Hickory Hollow Wine Cellars is off to a great start.

  Opening late last month, it joins more than 40 other wineries that have found the Seneca Lake region to be an ideal place to produce wine. The new venture is the result of teamwork: Bruce and Suzanne Kendall; Peter and Cindy Oughterson; and Ed Woodland and Theresa Cholewa-Woodland are the owners and operators.

  They purchased 23 acres of land that extends from Route 14 down to the waters of Seneca Lake. Almost all of the land is wooded. Some trees were left standing when the land was cleared to make way for construction of the tasting room. The full-grown trees that were spared are an attractive part of the grounds around the building.

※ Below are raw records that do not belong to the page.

PR #1671, opened 2023-11-16
Add support for sidecars to migrate and minder, add tests for same

evankanderson:
Since many people probably care about their helm versions, I didn't make it part of the bootstrap command, and instead rely on helm already being installed for this test.

I started with trying to use https://github.com/mittwald/go-helm-client/, but it turns out that has a bunch of out-of-date dependencies, and all the APIs changed because that's how k8s API dependencies work.

### DIFF
--- a/deployment/helm/templates/deployment.yaml
+++ b/deployment/helm/templates/deployment.yaml
@@ -66,6 +66,9 @@ spec:
             value: "{{ .Values.trusty.endpoint }}"
           - name: "SIGSTORE_NO_CACHE"
             value: "true"
+          {{- if .Values.deploymentSettings.extraEnv }}
+          {{- toYaml .Values.deploymentSettings.extraEnv | nindent 10 }}
+          {{- end }}
           
           # ko will always specify a digest, so we don't need to worry about
           # CRI image caching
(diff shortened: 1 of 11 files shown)


evankanderson:
Note that this replaces https://github.com/stacklok/minder/pull/1599 and allows us to start retiring the `aws` cloud provider in favor of a sidecar for both GCP (sql proxy sidecar) and AWS (AWS using the pattern in https://github.com/prometheus-community/postgres_exporter/issues/498#issuecomment-833579014)

deployment/helm/templates/deployment.yaml
```diff
@@ -100,8 +103,11 @@ spec:
           - name: identity-secrets
             mountPath: /secrets/identity
           {{- if .Values.deploymentSettings.extraVolumeMounts }}
-          {{- toYaml .Values.deploymentSettings.extraVolumeMounts | nindent 12 }}
+          {{- toYaml .Values.deploymentSettings.extraVolumeMounts | nindent 10 }}
```
evankanderson, line 106: (At indent 12, this doesn't produce valid YAML, verified with test)

JAORMX (approved):

Issue #1636, opened 2023-11-13
Integrate PostgreSQL Watermill Pub/Sub for enhanced messaging in Minder


teodor-yanev:
## Description:
We aim to enhance our messaging capabilities within Minder by integrating a PostgreSQL Pub/Sub system. Currently, our application relies on the default Go channels provided by the Watermill library, which has served our initial needs well. However, as we scale and require more robust messaging patterns, the need for a more persistent and reliable Pub/Sub system has become evident.

The Watermill library offers PostgreSQL as a supported Pub/Sub option, which we believe could provide the reliability and persistence we need for complex workflows and asynchronous processing. This integration will also allow us to leverage PostgreSQL's native capabilities for transactional consistency and potentially improve overall system performance.

## The following tasks will be addressed:

- Evaluate the current messaging patterns and requirements.
- Set up the PostgreSQL Pub/Sub as per the Watermill documentation.
- Integrate the new Pub/Sub system with Minder, ensuring compatibility and minimal disruption.
- Conduct thorough testing to ensure message persistence and system reliability.
- Update any relevant documentation to reflect the changes in the messaging system.

Relevant docs: https://docs.google.com/document/d/1zd7CdwsRICjZHzoeSQGtHz1TiHUJAF0GkukxJqjv_S0/

PR #1680, opened 2023-11-16
Add PostgreSQL Messaging Pub/Sub Watermill

teodor-yanev:
Issue described in: https://github.com/stacklok/minder/issues/1636

### Testing

```
2023-11-16 10:20:18 {"level":"info","Timestamp":1700122818822984756,"message":"Initializing logger in level: debug"}
2023-11-16 10:20:18 {"level":"info","Timestamp":1700122818822995839,"message":"No cloud provider credentials specified, using password"}
2023-11-16 10:20:18 {"level":"info","Timestamp":1700122818827850756,"message":"Connected to DB"}
2023-11-16 10:20:18 {"level":"debug","component":"watermill","count":"1","Timestamp":1700122818827921006,"message":"Adding publisher decorators"}
2023-11-16 10:20:18 {"level":"debug","component":"watermill","count":"1","Timestamp":1700122818827937214,"message":"Adding subscriber decorators"}
2023-11-16 10:20:18 {"level":"debug","component":"watermill","count":"1","Timestamp":1700122818827971464,"message":"Adding middleware"}
2023-11-16 10:20:18 {"level":"debug","component":"watermill","count":"3","Timestamp":1700122818827978714,"message":"Adding middleware"}
2023-11-16 10:20:18 {"level":"info","component":"watermill","topic":"internal.entity.event","handler_name":"github.com/stacklok/minder/internal/engine.(*Executor).HandleEntityEvent-fm-internal.entity.event","Timestamp":1700122818837505464,"message":"Adding handler"}
2023-11-16 10:20:18 {"level":"info","component":"watermill","handler_name":"github.com/stacklok/minder/internal/reconcilers.(*Reconciler).handleRepoReconcilerEvent-fm-internal.repo.reconciler.event","topic":"internal.repo.reconciler.event","Timestamp":1700122818837799547,"message":"Adding handler"}
2023-11-16 10:20:18 {"level":"info","component":"watermill","topic":"internal.profile.init.event","handler_name":"github.com/stacklok/minder/internal/reconcilers.(*Reconciler).handleProfileInitEvent-fm-internal.profile.init.event","Timestamp":1700122818837813172,"message":"Adding handler"}
2023-11-16 10:20:18 {"level":"debug","component":"watermill","Timestamp":1700122818837889714,"message":"Loading plugins"}
2023-11-16 10:20:18 {"level":"info","component":"watermill","count":3,"Timestamp":1700122818837920672,"message":"Running router handlers"}
2023-11-16 10:20:18 {"level":"debug","component":"watermill","subscriber_name":"github.com/stacklok/minder/internal/engine.(*Executor).HandleEntityEvent-fm-internal.entity.event","topic":"internal.entity.event","Timestamp":1700122818838012047,"message":"Subscribing to topic"}
2023-11-16 10:20:18 {"Timestamp":1700122818838127922,"message":"2023/11/16 08:20:18 Starting gRPC server on 0.0.0.0:8090"}
2023-11-16 10:20:18 {"Timestamp":1700122818838998756,"message":"2023/11/16 08:20:18 Starting HTTP server on 0.0.0.0:8080"}
2023-11-16 10:20:18 {"Timestamp":1700122818839487422,"message":"2023/11/16 08:20:18 Starting metrics server on 0.0.0.0:9090"}
2023-11-16 10:20:18 [watermill] 2023/11/16 08:20:18.838062 schema.go:28: level=INFO  msg="Initializing subscriber schema" query="[ 
2023-11-16 10:20:18 CREATE TABLE IF NOT EXISTS "watermill_internal.entity.event" (
2023-11-16 10:20:18 "offset" SERIAL,
2023-11-16 10:20:18 "uuid" VARCHAR(36) NOT NULL,
2023-11-16 10:20:18 "created_at" TIMESTAMP NOT NULL DEFAULT CURRENT_TIMESTAMP,
2023-11-16 10:20:18 "payload" JSON DEFAULT NULL,
2023-11-16 10:20:18 "metadata" JSON DEFAULT NULL,
2023-11-16 10:20:18 "transaction_id" xid8 NOT NULL,
2023-11-16 10:20:18 PRIMARY KEY ("transaction_id", "offset")
2023-11-16 10:20:18 );
2023-11-16 10:20:18  
2023-11-16 10:20:18 CREATE TABLE IF NOT EXISTS "watermill_offsets_internal.entity.event" (
2023-11-16 10:20:18 consumer_group VARCHAR(255) NOT NULL,
2023-11-16 10:20:18 offset_acked BIGINT,
2023-11-16 10:20:18 last_processed_transaction_id xid8 NOT NULL,
2023-11-16 10:20:18 PRIMARY KEY(consumer_group)
2023-11-16 10:20:18 )]" subscriber_id=01HFBKEY8BZBT23P4EEANZD004 
2023-11-16 10:20:18 [watermill] 2023/11/16 08:20:18.845592 schema.go:28: level=INFO  msg="Initializing subscriber schema" query="[ 
2023-11-16 10:20:18 CREATE TABLE IF NOT EXISTS "watermill_internal.repo.reconciler.event" (
2023-11-16 10:20:18 "offset" SERIAL,
2023-11-16 10:20:18 "uuid" VARCHAR(36) NOT NULL,
2023-11-16 10:20:18 {"level":"debug","component":"watermill","subscriber_name":"github.com/stacklok/minder/internal/reconcilers.(*Reconciler).handleRepoReconcilerEvent-fm-internal.repo.reconciler.event","topic":"internal.repo.reconciler.event","Timestamp":1700122818845564006,"message":"Subscribing to topic"}
2023-11-16 10:20:18 {"level":"info","component":"watermill","subscriber_name":"github.com/stacklok/minder/internal/engine.(*Executor).HandleEntityEvent-fm-internal.entity.event","topic":"internal.entity.event","Timestamp":1700122818845722756,"message":"Starting handler"}
2023-11-16 10:20:18 {"level":"debug","component":"watermill","subscriber_name":"github.com/stacklok/minder/internal/reconcilers.(*Reconciler).handleProfileInitEvent-fm-internal.profile.init.event","topic":"internal.profile.init.event","Timestamp":1700122818849883131,"message":"Subscribing to topic"}
2023-11-16 10:20:18 {"level":"info","component":"watermill","subscriber_name":"github.com/stacklok/minder/internal/reconcilers.(*Reconciler).handleRepoReconcilerEvent-fm-internal.repo.reconciler.event","topic":"internal.repo.reconciler.event","Timestamp":1700122818849898172,"message":"Starting handler"}
2023-11-16 10:20:18 {"level":"info","component":"watermill","topic":"internal.profile.init.event","subscriber_name":"github.com/stacklok/minder/internal/reconcilers.(*Reconciler).handleProfileInitEvent-fm-internal.profile.init.event","Timestamp":1700122818860212756,"message":"Starting handler"}
2023-11-16 10:20:33 {"level":"error","Resource":{"service":"minder.v1.UserService","method":"GetUser"},"Attributes":{"http.code":"NotFound","http.content-type":["application/grpc"],"http.duration":"2.34775ms","http.user_agent":["minder-cli/v0.0.15+ref.d8c9ae80 (darwin) arm64 (go1.21.3) grpc-go/1.59.0"],"exception.message":"rpc error: code = NotFound desc = user not found"},"Timestamp":1700122833197264929}
2023-11-16 10:20:33 {"level":"info","Resource":{"service":"minder.v1.UserService","method":"CreateUser"},"Attributes":{"http.code":"OK","http.content-type":["application/grpc"],"http.duration":"6.48ms","http.user_agent":["minder-cli/v0.0.15+ref.d8c9ae80 (darwin) arm64 (go1.21.3) grpc-go/1.59.0"]},"Timestamp":1700122833204679846}
2023-11-16 10:20:18 "created_at" TIMESTAMP NOT NULL DEFAULT CURRENT_TIMESTAMP,
2023-11-16 10:20:18 "payload" JSON DEFAULT NULL,
2023-11-16 10:20:18 "metadata" JSON DEFAULT NULL,
2023-11-16 10:20:18 "transaction_id" xid8 NOT NULL,
2023-11-16 10:20:18 PRIMARY KEY ("transaction_id", "offset")
2023-11-16 10:20:18 );
2023-11-16 10:20:18  
2023-11-16 10:20:18 CREATE TABLE IF NOT EXISTS "watermill_offsets_internal.repo.reconciler.event" (
2023-11-16 10:20:18 consumer_group VARCHAR(255) NOT NULL,
2023-11-16 10:20:18 offset_acked BIGINT,
2023-11-16 10:20:18 last_processed_transaction_id xid8 NOT NULL,
2023-11-16 10:20:18 PRIMARY KEY(consumer_group)
2023-11-16 10:20:18 )]" subscriber_id=01HFBKEY8BZBT23P4EEANZD004 
2023-11-16 10:20:18 [watermill] 2023/11/16 08:20:18.849949 schema.go:28: level=INFO  msg="Initializing subscriber schema" query="[ 
2023-11-16 10:20:18 CREATE TABLE IF NOT EXISTS "watermill_internal.profile.init.event" (
2023-11-16 10:20:18 "offset" SERIAL,
2023-11-16 10:20:18 "uuid" VARCHAR(36) NOT NULL,
2023-11-16 10:20:18 "created_at" TIMESTAMP NOT NULL DEFAULT CURRENT_TIMESTAMP,
2023-11-16 10:20:18 "payload" JSON DEFAULT NULL,
2023-11-16 10:20:18 "metadata" JSON DEFAULT NULL,
2023-11-16 10:20:18 "transaction_id" xid8 NOT NULL,
2023-11-16 10:20:18 PRIMARY KEY ("transaction_id", "offset")
2023-11-16 10:20:18 );
2023-11-16 10:20:18  
2023-11-16 10:20:18 CREATE TABLE IF NOT EXISTS "watermill_offsets_internal.profile.init.event" (
2023-11-16 10:20:18 consumer_group VARCHAR(255) NOT NULL,
2023-11-16 10:20:18 offset_acked BIGINT,
2023-11-16 10:20:18 last_processed_transaction_id xid8 NOT NULL,
2023-11-16 10:20:18 PRIMARY KEY(consumer_group)
2023-11-16 10:20:18 )]" subscriber_id=01HFBKEY8BZBT23P4EEANZD004 

```

Screenshot 2023-11-16 at 10 24 50

Update: after adding the second database "minder_queue", we have a nice separation of concerns:
image


stacklokbot (commented):

stacklokbot (commented):

stacklokbot (commented):

stacklokbot (commented):

jhrozek:
Maybe a stupid question, but since there appears to be a single table, how does publishing and subscribing work with multiple minder processes? Does the subscriber implement some locking with e.g. SELECT FOR UPDATE?

JAORMX (commented):
I see that the postgres driver brings some new tables to the mix. Where are those created? The `minder-server` database user does not have permissions to create tables, only the migration user is able to do this. I'm guessing this would be an issue.

stacklokbot (commented):

stacklokbot (commented):

stacklokbot (commented):

stacklokbot (commented):

stacklokbot (commented):

stacklokbot (commented):

stacklokbot (commented):

internal/config/config.go
```diff
@@ -36,6 +36,7 @@ type Config struct {
 	Tracing       TracingConfig      `mapstructure:"tracing"`
 	Metrics       MetricsConfig      `mapstructure:"metrics"`
 	Database      DatabaseConfig     `mapstructure:"database"`
+	DatabaseQueue DatabaseConfig     `mapstructure:"database_queue"`
```
JAORMX, line 39: This database configuration is explicitly part of the eventing system. Let's not make it a top-level configuration and instead put that inside of the `events` section, within the driver configuration.

config/config.yaml.example
```diff
@@ -100,6 +100,6 @@ github:
     events: ["*"]
 
 events:
-  driver: go-channel
+  driver: postgresql
```
JAORMX, line 103: If we're changing the defaults (I'm not sure if we should), we should also add defaults for the database configuration. I actually suggest not to change these defaults just yet.

config/config.yaml.example
```diff
@@ -100,6 +100,6 @@ github:
...
   router_close_timeout: 10
   go-channel: {}
```
JAORMX, line 105: It would also be good to add the queuing database configuration below here.

internal/events/eventer.go
```diff
@@ -98,7 +100,7 @@ var _ message.Publisher = (*Eventer)(nil)
 
 // Setup creates an Eventer object which isolates the watermill setup code
 // TODO: pass in logger
-func Setup(ctx context.Context, cfg *config.EventConfig) (*Eventer, error) {
+func Setup(ctx context.Context, cfg *config.EventConfig, db *sql.DB) (*Eventer, error) {
```
JAORMX, line 103: Instead of passing the `db` as a new argument, shouldn't we instead just rely on the configuration given within `cfg` and do the database connection instantiation as part of the builder?

JAORMX (changes requested):

stacklokbot (commented):

stacklokbot (commented):

stacklokbot (commented):

deployment/helm/templates/deployment.yaml
```diff
@@ -66,6 +66,11 @@ spec:
             value: "{{ .Values.trusty.endpoint }}"
           - name: "SIGSTORE_NO_CACHE"
             value: "true"
+          - name: "MINDER_DB_PASS"
+            valueFrom:
+              secretKeyRef:
+                name: minder-identity-secrets
+                key: password
```
JAORMX, line 73: Let's not pass this variable this way. Instead, let's set it in the helm chart invocation itself via `extraEnv` that's defined below.

internal/config/db.go
```diff
@@ -154,6 +154,42 @@ func RegisterDatabaseFlags(v *viper.Viper, flags *pflag.FlagSet) error {
...
+	}
+
+	err = util.BindConfigFlagWithShort(
+		v, flags, "events.sql.dbname", "db-events-name", "N", "minder-queue", "Database Events name", flags.StringP)
+	if err != nil {
+		return err
+	}
+
+	return util.BindConfigFlagWithShort(
+		v, flags, "events.sql.sslmode", "db-events-sslmode", "M", "disable", "Database Events sslmode", flags.StringP)
```
JAORMX, line 194: These are not needed. We'll only read this from the configuration or environment files.

JAORMX (changes requested):

deployment/helm/templates/deployment.yaml
```diff
@@ -66,6 +66,11 @@ spec:
             value: "{{ .Values.trusty.endpoint }}"
           - name: "SIGSTORE_NO_CACHE"
             value: "true"
+          - name: "MINDER_DB_PASSWORD"
```
jhrozek: I think there is a bit of confusion in how the variables are transformed into config values. I haven't tried this PR, but the way I read this hunk is that this would set the equivalent of what a `db.password` in config would set, wouldn't it? At least that's how I think `SetViperDefaults` works - you'd strip the MINDER prefix and then substitute underscores for dots. Note that we set `MINDER_IDENTITY_SERVER_CLIENT_SECRET_FILE` in this file as an example.

And as far as datebase goes, I don't see a `db` field in the `Config` struct at all, but a `database` field instead, so if you want to set the DB password, you'd set `MINDER_DATABASE_PASSWORD`.

internal/config/db.go
```diff
@@ -154,6 +154,42 @@ func RegisterDatabaseFlags(v *viper.Viper, flags *pflag.FlagSet) error {
...
 	}
 
-	return util.BindConfigFlagWithShort(
+	err = util.BindConfigFlagWithShort(
 		v, flags, "database.sslmode", "db-sslmode", "s", "disable", "Database sslmode", flags.StringP)
+	if err != nil {
+		return err
+	}
+
+	err = util.BindConfigFlagWithShort(
```
jhrozek, line 163: I'm confused why do we need these? Can't we just rely on the configuration?

jhrozek (changes requested):
I'll remove the block once we discuss the env variable, but on first glance it seems incorrect

stacklokbot (commented):

stacklokbot (commented):

JAORMX (approved):

internal/config/db.go
teodor-yanev: I agree..., removed.

deployment/helm/templates/deployment.yaml
teodor-yanev: Thanks! Remove env changes here, there will be a follow-up PR in infra for the rest of the configuration: https://github.com/stacklok/infra/pull/319

The name will be ```MINDER_EVENTS_SQL_CONNECTION_DBPASS``` to reflect the nested struct structure we'll have.

teodor-yanev:
> Maybe a stupid question, but since there appears to be a single table, how does publishing and subscribing work with multiple minder processes? Does the subscriber implement some locking with e.g. SELECT FOR UPDATE?

Good question, to answer this one, I did some digging in files like https://github.com/ThreeDotsLabs/watermill-sql/blob/master/pkg/sql/schema_adapter_postgresql.go and https://github.com/ThreeDotsLabs/watermill/blob/master/_examples/real-world-examples/exactly-once-delivery-counter/README.md, and the scarce documentation in https://watermill.io/pubsubs/sql/ so I can present an overall idea of how it functions:

There are essentially two types of tables involved for each topic and consumer group:

### Message Table:
- Contains the actual messages that are published.
- Each message typically has a unique identifier, the payload, and possibly other metadata.
- This table is used for both publishing (inserting messages) and subscribing (reading messages).

### Offsets Table:
- Used for tracking the progress of each consumer or consumer group.
- It records the last message offset (or ID) that has been acknowledged or processed by a consumer group.
- Ensures that each message is processed exactly once by each consumer group and helps maintain the order of message processing.
- Uses mechanisms like SELECT ... FOR UPDATE to lock rows and manage concurrent access by different consumers.

### Relationship Between the Tables
The message table and the offsets table are related in the sense that the offsets table keeps track of which messages from the message table have been processed. The offsets table stores an identifier (like an offset or a transaction ID) that corresponds to records in the message table.

jhrozek:
One more question, but I guess this can be a follow-up..how is the InitSchema attribute used? I can't seem to find the usage:
```
jakub@flatline-2 ~/devel/mediator (postresql-messaging-watermill●)$ git grep init_schema
internal/config/events.go:      InitSchema bool           `mapstructure:"init_schema" default:"true"`
jakub@flatline-2 ~/devel/mediator (postresql-messaging-watermill●)$ git grep InitSchema
internal/config/events.go:      // InitSchema is whether or not to initialize the schema
internal/config/events.go:      InitSchema bool           `mapstructure:"init_schema" default:"true"`
```

JAORMX:
It isn't as of now. I made it configurable because I wanna figure out if it's possible to move this logic out of the workload, so then we could just toggle that.

teodor-yanev:
> It isn't as of now. I made it configurable because I wanna figure out if it's possible to move this logic out of the workload, so then we could just toggle that.

Should we remove it for now and re-add it when it's present in the application logic?

JAORMX (approved):

jhrozek (approved):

  Long-range plans call for more than the appealing tasting room, along Route 14 about 10 miles north of Watkins Glen. The partners plan to build cabins in the woods and hope that Hickory Hollow will become a home base for visitors vacationing in the Finger Lakes.

  Ah, but back to the tasting room. Bruce, a former contractor, built the structure in less than a year ‹ he began the project in October. The high ceiling makes the tasting room feel very spacious during a visit to sample their wines.

  Winemaker Peter Oughterson makes all of the wine at his winery, next to his house a few miles from the tasting room. In addition to the Hickory Hollow line of wines, he also produces his own brand, Highland Cellars.

  How did Peter come to be the winemaker at Hickory Hollow? He grew up on the farm next to Hermann J. Wiemer's vineyard. The Oughterson family grew labrusca and hybrid grapes when Peter was young. He went on to become a vineyard manager on Long Island in 1987. Later, he worked for a produce company, but that job required lots of travel and got old after a couple of years.

  Peter then went to work for Hermann J. Wiemer, first in the vineyards and nursery; then in 1993 he began making wine at Hermann's winery until he left after the 2001 harvest.

  When I asked Suzanne which of their 11 wines she would recommend, she responded, "All the wines are good. He had a good teacher." She was referring to Peter's years spent with Hermann learning the wine business.

  The Hickory Hollow 2002 Chardonnay is a very smooth wine with some buttery and creamy tastes and some mineral and pear tones.

  The Highland Cellars 2002 Cuvee Blanc is lighter and fruitier with tastes of melon, citrus and pear.

  There are also two Riesling wines to try at Hickory Hollow: The 2002 Highland Cellars Riesling has lots of citrus, ripe pineapple and melon tastes with a crisp, clean finish. The 2002 Hickory Hollow Semi-Dry Riesling also has citrus, but this wine has mineral, apricot and honey tastes as well. Even though it has almost twice as much residual sugar as the Highland Riesling, it delivers a crisp, clean finish.

  As for red wine, the 2002 Pinot Noir has a very fruity nose with tastes of dark cherry, spice and tea. Two more red wines, cabernet sauvignon and merlot, will be released this winter.

  With 4,500 cases produced the first year, Hickory Hollow plans to be open year-round for you to come and taste their wines.